Question

The cost of a rectangular glass piece is directly proportional to its length and inversely proportional to its width. If its length is increased by \(40\%\), then by what percentage should its width be decreased so that its cost becomes twice?

• A. 25
• B. 30
• C. 24
• D. 20

Answer 1

The Correct Option is B

Glass Cost Calculation 

Let the original length and width of the glass be L and W, respectively.

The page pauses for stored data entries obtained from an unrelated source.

PR #170, opened 2025-02-06
Fix searching from address bar. Re-enable multi-threaded rust builds.

mlehtima:


rpm/0090-sailfishos-gecko-Update-content-signature-root-hash..patch
```diff
@@ -0,0 +1,24 @@
...
+diff --git a/modules/libpref/init/all.js b/modules/libpref/init/all.js
+index b90f30dcffd581dc48b3fa9a824d5d3a2e2f1de8..40b180c60863fa223676c344e6a00e9d257e285e 100644
+--- a/modules/libpref/init/all.js
++++ b/modules/libpref/init/all.js
+@@ -56,7 +56,7 @@ pref("security.ssl3.rsa_aes_256_gcm_sha384", true);
+ pref("security.ssl3.rsa_des_ede3_sha", true);
+ 
+ pref("security.content.signature.root_hash",
+-     "97:E8:BA:9C:F1:2F:B3:DE:53:CC:42:A4:E6:57:7E:D6:4D:F4:93:C2:47:B4:14:FE:A0:36:81:8D:38:23:56:0E");
++     "C8:A8:0E:9A:FA:EF:4E:21:9B:6F:B5:D7:A7:1D:0F:10:12:23:BA:C5:00:1A:C2:8F:9B:0D:43:DC:59:A1:06:DB");
```
rainemak, line 21: We could live without patch by adding this to embedding/embedlite/embedding.js instead.

mlehtima: The way to add the change embedding.js would also work. The entry in embedding.js would have be removed later when updating gecko to new enough version to not have unnecessary override which could then break in the future. It's a matter of opinion which way is better.

rainemak: I think this works quite nicely like this. Like you said, not to have accidental overrides of the security.content.signature.root_hash in future.

rainemak (approved):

The cost of the glass is directly proportional to its length and inversely proportional to its width. Thus,

\[ C \propto \frac{L}{W} \]

When the length is increased by 40%, the new length becomes:

\[ L_{new} = 1.4L \]

Let the new width be \( W_{new} \). If the new cost becomes twice the original cost, we have:

\[ 2C = \frac{1.4L}{W_{new}} \]

Since the original cost is \( C = \frac{L}{W} \), equating the two costs:

\[ 2 \times \frac{L}{W} = \frac{1.4L}{W_{new}} \]

Simplifying,

\[ \frac{2}{1} = \frac{1.4W}{W_{new}} \]

Solving for \( W_{new} \):

\[ W_{new} = \frac{1.4W}{2} = 0.7W \]

The new width is 70% of the original width. Thus, the width is decreased by:

\[ 100\% - 70\% = 30\% \]

Conclusion: The width should be decreased by 30%.

The correct answer is: (b) 30%.